▸ **WHAT IS BEING ASKED**
After locating the line that contains "return self.log is not None" in the data below, set down exactly that line and each one after it through the line that contains "loss_improvements = len(pids)", and nothing more.

Collected data entries

Issue #265, opened 2020-04-14
SequenceLearner with unhashable entries in sequence break Runner


basnijholt:
When a `SequenceLearner` that has unhashable entries in sequence (e.g., `List[dict]`) fails, the `Runner` breaks.

This happens because of https://github.com/python-adaptive/adaptive/blob/0f85d3abd1cb0eddf195dec0deabd6d0dd97d268/adaptive/runner.py#L204-L210

Reproduce with:

```python
import adaptive
import numpy as np

adaptive.notebook_extension()

def f(dct):
    import random

    if random.random() < 0.5:
        raise Exception()
    return dct["x"]


seq = [dict(x=x) for x in np.linspace(-1, 1, 101)]  # unhashable

learner = adaptive.SequenceLearner(f, sequence=seq)

runner = adaptive.Runner(learner, goal=adaptive.SequenceLearner.done)
runner.live_info()
```

```python
runner.task.print_stack()
```

traceback
```
Traceback for <Task finished name='Task-3' coro=<AsyncRunner._run() done, defined at /Users/basnijholt/Work/adaptive/adaptive/runner.py:601> exception=TypeError("unhashable type: 'dict'")> (most recent call last):
TypeError: unhashable type: 'dict'
  File "/Users/basnijholt/Work/adaptive/adaptive/runner.py", line 555, in status
    return "failed"
  File "/Users/basnijholt/Work/adaptive/adaptive/runner.py", line 555, in status
    return "failed"
  File "/Users/basnijholt/Work/adaptive/adaptive/runner.py", line 618, in _run
    self._cleanup()
  File "/Users/basnijholt/Work/adaptive/adaptive/runner.py", line 210, in _process_futures
    self._do_raise(e, x)

```

PR #266, opened 2020-04-14
Make SequenceLearner points hashable by passing the sequence to the function.

basnijholt:
## Description

With this change, the function of the `SequenceLearner` contains the sequence.

This is needed because points that are passed to the `Runner` **need** to be hashable, and this is not required by the entries of the `sequence` in `SequenceLearner`.

Fixes https://github.com/python-adaptive/adaptive/issues/265

## Checklist

- [x] `pytest` passed

## Type of change

*Check relevant option(s).*

### DIFF
--- a/adaptive/learner/sequence_learner.py
+++ b/adaptive/learner/sequence_learner.py
@@ -6,14 +6,7 @@ from adaptive.learner.base_learner import BaseLearner
 
 
 class _IndexToPoint:
-    """Call function with index of sequence.
-
-    The SequenceLearner's function receives a tuple ``(index, point)``
-    but the original function only takes ``point``.
-
-    This is the same as `lambda x: function(x[1])`, however, that is not
-    pickable.
-    """
+    """Call function with index of sequence."""
 
     def __init__(self, function, sequence):
         self.function = function
--- a/adaptive/learner/sequence_learner.py
+++ b/adaptive/learner/sequence_learner.py
@@ -5,7 +5,7 @@ from sortedcontainers import SortedDict, SortedSet
 from adaptive.learner.base_learner import BaseLearner
 
 
-class _IndexToPoint:
+class _CallFromSequence:
     """Call function with index of sequence."""
 
     def __init__(self, function, sequence):
@@ -45,7 +45,7 @@ class SequenceLearner(BaseLearner):
 
     def __init__(self, function, sequence):
         self._original_function = function
-        self.function = _IndexToPoint(function, sequence)
+        self.function = _CallFromSequence(function, sequence)
         self._to_do_indices = SortedSet({i for i, _ in enumerate(sequence)})
         self._ntotal = len(sequence)
         self.sequence = copy(sequence)
--- a/adaptive/learner/sequence_learner.py
+++ b/adaptive/learner/sequence_learner.py
@@ -5,8 +5,8 @@ from sortedcontainers import SortedDict, SortedSet
 from adaptive.learner.base_learner import BaseLearner
 
 
-class _IgnoreFirstArgument:
-    """Remove the first argument from the call signature.
+class _IndexToPoint:
+    """Call function with index of sequence.
 
     The SequenceLearner's function receives a tuple ``(index, point)``
     but the original function only takes ``point``.
@@ -15,18 +15,19 @@ class _IgnoreFirstArgument:
     pickable.
     """
 
-    def __init__(self, function):
+    def __init__(self, function, sequence):
         self.function = function
+        self.sequence = sequence
 
-    def __call__(self, index_point, *args, **kwargs):
-        index, point = index_point
+    def __call__(self, index, *args, **kwargs):
+        point = self.sequence[index]
         return self.function(point, *args, **kwargs)
 
     def __getstate__(self):
-        return self.function
+        return self.function, self.sequence
 
-    def __setstate__(self, function):
-        self.__init__(function)
+    def __setstate__(self, state):
+        self.__init__(*state)
 
 
 class SequenceLearner(BaseLearner):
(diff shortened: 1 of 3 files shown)


adaptive/learner/sequence_learner.py
```diff
@@ -15,18 +15,19 @@ class _IgnoreFirstArgument:
...
-    def __init__(self, function):
+    def __init__(self, function, sequence):
         self.function = function
+        self.sequence = sequence
 
-    def __call__(self, index_point, *args, **kwargs):
-        index, point = index_point
+    def __call__(self, index, *args, **kwargs):
+        point = self.sequence[index]
         return self.function(point, *args, **kwargs)
```
akhmerov, line 24: Maybe make a one-liner
```suggestion
        return self.function(self.sequence[point], *args, **kwargs)
```

adaptive/tests/test_sequence_learner.py
```diff
@@ -0,0 +1,24 @@
+import asyncio
+
+import numpy as np
+
+import adaptive
+
+
+def might_fail(dct):
```
akhmerov, line 8: This is more reliable and time-efficient.

```python
class FailOnce:
    def __init__(self):
        failed = False

    def __call__(self, value):
        if failed:
            return value
        failed = True
        raise RuntimeError
```

akhmerov:
I propose to:

- Repurpose #265 to an issue that runner breaks on unhashable inputs: that's the real problem.
- Make this PR dedicated to a simplification of the sequence learner (which happens to close the current #265 a side effect).
- Also throw away the unnecessary `__getstate__`/`__setstate__` logic from `_IndexToPoint`.

@basnijholt what do you think?

adaptive/learner/sequence_learner.py
```diff
@@ -5,8 +5,8 @@
 from adaptive.learner.base_learner import BaseLearner
 
 
-class _IgnoreFirstArgument:
-    """Remove the first argument from the call signature.
+class _IndexToPoint:
```
akhmerov, line 8: This name is a bit mysterious (sounds like a dict) as well as the docstring. Not sure what the better option could be.

adaptive/learner/sequence_learner.py
```diff
@@ -5,8 +5,8 @@
...
+    """Call function with index of sequence.
 
     The SequenceLearner's function receives a tuple ``(index, point)``
```
akhmerov, line 11: Obsolete docstring.

basnijholt:
@akhmerov, I've implemented the changes you suggested and opened https://github.com/python-adaptive/adaptive/issues/267.

akhmerov:
Sorry, I'm having second thoughts. Passing the complete sequence of arguments to the function means we're distributing it across all workers. Is that definitely OK? It might be, but I think we should consider this carefully.

adaptive/tests/test_sequence_learner.py
```diff
@@ -0,0 +1,28 @@
...
+
+class FailOnce:
+    def __init__(self):
+        self.failed = False
+
+    def __call__(self, value):
+        if self.failed:
+            return value
+        self.failed = True
+        raise Exception
```
akhmerov, line 17:
```suggestion
        raise RuntimeError
```
is more appropriate even in a mock.

adaptive/tests/test_sequence_learner.py
```diff
@@ -0,0 +1,28 @@
...
+
+
+def test_fail_with_sequence_of_unhashable():
+    # https://github.com/python-adaptive/adaptive/issues/265
+    seq = [dict(x=x) for x in np.linspace(-1, 1, 101)]  # unhashable
+    learner = SequenceLearner(FailOnce(), sequence=seq)
+    runner = Runner(
+        learner, goal=SequenceLearner.done, retries=100, executor=SequentialExecutor()
```
akhmerov, line 25:
```suggestion
        learner, goal=SequenceLearner.done, retries=1, executor=SequentialExecutor()
```

adaptive/tests/test_sequence_learner.py
```diff
@@ -0,0 +1,28 @@
...
+    def __call__(self, value):
+        if self.failed:
+            return value
+        self.failed = True
+        raise Exception
+
+
+def test_fail_with_sequence_of_unhashable():
+    # https://github.com/python-adaptive/adaptive/issues/265
+    seq = [dict(x=x) for x in np.linspace(-1, 1, 101)]  # unhashable
```
akhmerov, line 22:
```suggestion
    seq = [{1: 1}]  # unhashable
```

akhmerov:
> Passing the complete sequence of arguments to the function means we're distributing it across all workers. Is that definitely OK?

Ultimately I think this would only be a problem in extremely exotic cases, and the simplification of the codebase justifies this downside.

basnijholt:
I actually lean towards not accepting the overhead.

From learning the following function on a `ProcessPoolExecutor`:
```
class FailOnce:
    def __init__(self):
        self.n = 0

    def __call__(self, value):
        self.n += 1
        return self.n
```
Which will always return 1, I learn that the sequence will be serialized and send *each* point!

As an alternative solution, I have opened https://github.com/python-adaptive/adaptive/pull/268/files. Which appeared to be way less work than I thought initially.

basnijholt:
Superseded by https://github.com/python-adaptive/adaptive/pull/268.

akhmerov:
I'm actually not sure whether creating multiple copies of a sequence is an important limitation and I am wondering whether we should merge this anyway. I still believe this implementation of a sequence learner is simpler, and therefore deserves consideration separate of its relation to #265.

@jbweston, what do you think?

basnijholt:
@akhmerov, I've benchmarked this and the overhead is completely unacceptable.

For example, at this exact moment I am doing simulations with `SequenceLearners` of ~1e6 items with 15 parameters.

```
import pickle
import numpy as np
sequence = list(np.random.rand(1_000_000, 15))
%timeit pickle.dumps(sequence)
```
`4.92 s ± 44.2 ms per loop (mean ± std. dev. of 7 runs, 1 loop each)`
An that happens on **each** function evaluation. And this does not even include unserializing and sending it over the network.

akhmerov:
OK, fair enough.

PR #268, opened 2020-04-16
make the Runner work with unhashable points

### LINKED ISSUE #267: Make Runner work with unhashable points
Currently `Runner`s do not support the points to be unhashable. This leads to https://github.com/python-adaptive/adaptive/issues/265.

Allowing the `Runner` to work with any points would simplify the `SequenceLearner` and means we wouldn't have to convert numpy arrays to tuples in all other learners.

basnijholt:
## Description

Enable the `Runner` to with with unhashable points.

Fixes #267.

## Checklist

- [ ] `pytest` passed

## Type of change

*Check relevant option(s).*

- [x] Breaking change (fix or feature that would cause existing functionality to not work as expected)

### DIFF
--- a/adaptive/runner.py
+++ b/adaptive/runner.py
@@ -55,9 +55,7 @@ _default_executor = (
 
 
 def _key_by_value(dct, value):
-    for k, v in dct.items():
-        if v == value:
-            return k
+    return next((k for k, v in dct.items() if v == value), None)
 
 
 class BaseRunner(metaclass=abc.ABCMeta):
--- a/adaptive/runner.py
+++ b/adaptive/runner.py
@@ -56,10 +56,6 @@ _default_executor = (
 )
 
 
-def _key_by_value(dct, value):
-    return next(k for k, v in dct.items() if v == value)
-
-
 class BaseRunner(metaclass=abc.ABCMeta):
     r"""Base class for runners that use `concurrent.futures.Executors`.
 
--- a/adaptive/runner.py
+++ b/adaptive/runner.py
@@ -174,22 +174,21 @@ class BaseRunner(metaclass=abc.ABCMeta):
         return self.log is not None
 
     def _ask(self, n):
-        points = []
-        for i, pid in enumerate(self._to_retry.keys()):
-            if i == n:
-                break
-            point = self._id_to_point[pid]
-            if point not in self.pending_points.values():
-                points.append(point)
+        pids = [
+            pid
+            for pid in self._to_retry.keys()
+            if pid not in self.pending_points.values()
+        ][:n]
+        loss_improvements = len(pids) * [float("inf")]
 
-        loss_improvements = len(points) * [float("inf")]
-        if len(points) < n:
-            new_points, new_losses = self.learner.ask(n - len(points))
-            points += new_points
+        if len(pids) < n:
+            new_points, new_losses = self.learner.ask(n - len(pids))
             loss_improvements += new_losses
-            for p in new_points:
-                self._id_to_point[self._next_id()] = p
-        return points, loss_improvements
+            for point in new_points:
+                pid = self._next_id()
+                self._id_to_point[pid] = point
+                pids.append(pid)
+        return pids, loss_improvements
 
     def overhead(self):
         """Overhead of using Adaptive and the executor in percent.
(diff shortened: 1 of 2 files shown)


adaptive/runner.py
```diff
@@ -54,6 +54,10 @@
 )
 
 
+def _key_by_value(dct, value):
+    return next((k for k, v in dct.items() if v == value), None)
```
basnijholt, line 58: @akhmerov, do you think it would be better to raise `StopIteration` because now it's not possible to use `None` as a key.

adaptive/runner.py
```diff
@@ -198,20 +212,22 @@ def overhead(self):
     def _process_futures(self, done_futs):
         for fut in done_futs:
             x = self.pending_points.pop(fut)
+            i = _key_by_value(self._index_to_point, x)  # O(N)
```
basnijholt, line 215: In general, we can expect that the very first value in `self._index_to_point` will be `x` because it is simply the oldest/longest running point.

So I really don't think this operation will hurt.

@jbweston, do you have an opinion here?

jbweston:
I've scheduled time later this morning (pacific time) to take a look at this.

adaptive/runner.py
jbweston: If we change `pending_points` to store point IDs instead then we don't need this reverse lookup at all.

adaptive/runner.py
```diff
@@ -232,6 +248,12 @@ def _get_futures(self):
             fut = self._submit(x)
             fut.start_time = start_time
             self.pending_points[fut] = x
+            try:
+                i = _key_by_value(self._index_to_point, x)  # O(N)
+            except StopIteration:  # `x` is not a value in `self._index_to_point`
+                self._i += 1
+                i = self._i
+            self._index_to_point[i] = x
```
jbweston, line 256: This logic should be placed in `self._ask` instead, and can be simplified by having an ID-generating state machine as I show above

adaptive/runner.py
```diff
@@ -162,9 +171,14 @@ def do_log(self):
...
-            p for p in self.to_retry.keys() if p not in self.pending_points.values()
-        ][:n]
+        points = []
+        for i, index in enumerate(self._to_retry.keys()):
+            if i == n:
+                break
+            point = self._index_to_point[index]
+            if point not in self.pending_points.values():
+                points.append(point)
+
```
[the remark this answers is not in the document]
jbweston: Probably introduce `_pending_points` that uses point IDs and have a property `pending_points` that does the lookup, the same as we have for `tracebacks` etc.

adaptive/runner.py
```diff
@@ -143,14 +147,19 @@ def __init__(
...
         self.retries = retries
         self.raise_if_retries_exceeded = raise_if_retries_exceeded
-        self.to_retry = {}
-        self.tracebacks = {}
+        self._to_retry = {}
+        self._tracebacks = {}
+
+        # Keeping track of index -> point
+        self._index_to_point = {}
+        self._i = 0  # some unique index to be associated with each point
```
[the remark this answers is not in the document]
basnijholt: Good suggestion! Fixed in 2f71937e74b4038a908558d0b11fd3f419723438.

adaptive/runner.py
```diff
@@ -143,14 +147,19 @@ def __init__(
         # Error handling attributes
         self.retries = retries
         self.raise_if_retries_exceeded = raise_if_retries_exceeded
-        self.to_retry = {}
-        self.tracebacks = {}
+        self._to_retry = {}
+        self._tracebacks = {}
+
+        # Keeping track of index -> point
+        self._index_to_point = {}
```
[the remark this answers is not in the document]
basnijholt: Fixed in 20be4762f75070ec3193a3ff3f8a9d11dda0aab3.

adaptive/runner.py
basnijholt: Fixed in 62e9a416a964f43ab79b78c1463f67c04e28633e.

adaptive/runner.py
```diff
@@ -162,9 +171,14 @@ def do_log(self):
...
+        for i, index in enumerate(self._to_retry.keys()):
+            if i == n:
+                break
+            point = self._index_to_point[index]
+            if point not in self.pending_points.values():
+                points.append(point)
+
         loss_improvements = len(points) * [float("inf")]
         if len(points) < n:
             new_points, new_losses = self.learner.ask(n - len(points))
```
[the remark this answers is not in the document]
basnijholt: Done in 8f6edfd.

adaptive/runner.py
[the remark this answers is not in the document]
basnijholt: Fixed in 8f6edfd and 92f9902.

basnijholt:
@jbweston, thanks a lot for your review!

I've implemented all suggestions you've made :tada:

adaptive/runner.py
```diff
@@ -128,7 +128,7 @@ def __init__(
 
         self._max_tasks = ntasks
 
-        self._pending_points = {}
+        self._pending_pids = {}
```
akhmerov, line 131: `pid` is commonly used for a "process id". I propose to adopt the terminology more similar to other parallel executors and call these "_pending_tasks".

basnijholt: It's point id here.

akhmerov: Indeed, I understand what it means. I should have explained myself clearer: I believe a lot of people when seeing "pid" will think it's a process id, and therefore I propose to rename this attribute.

basnijholt: I don't think it will be confusing but nonetheless I've made the suggested change 👍

adaptive/runner.py
```diff
@@ -162,15 +170,20 @@ def do_log(self):
...
-        points = [
-            p for p in self.to_retry.keys() if p not in self.pending_points.values()
-        ][:n]
-        loss_improvements = len(points) * [float("inf")]
-        if len(points) < n:
-            new_points, new_losses = self.learner.ask(n - len(points))
-            points += new_points
+        pending_ids = self._pending_tasks.values()
+        pids_gen = (pid for pid in self._to_retry.keys() if pid not in pending_ids)
+        pids = list(itertools.islice(pids_gen, n))
```
jbweston, line 175: If it is important to keep it like this, please comment about why a generator comprehension is used.

The common idiom would be to use a list comprehension

jbweston: if it is for readability only then a comment is not necessary, and you can just resolve with convo

basnijholt: I moved from the list comprehension because not the whole list needs to be created, only until `n`.

basnijholt: I added a comment!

▸ **EXERCISE OUTPUT**
         return self.log is not None
 
     def _ask(self, n):
-        points = []
-        for i, pid in enumerate(self._to_retry.keys()):
-            if i == n:
-                break
-            point = self._id_to_point[pid]
-            if point not in self.pending_points.values():
-                points.append(point)
+        pids = [
+            pid
+            for pid in self._to_retry.keys()
+            if pid not in self.pending_points.values()
+        ][:n]
+        loss_improvements = len(pids) * [float("inf")]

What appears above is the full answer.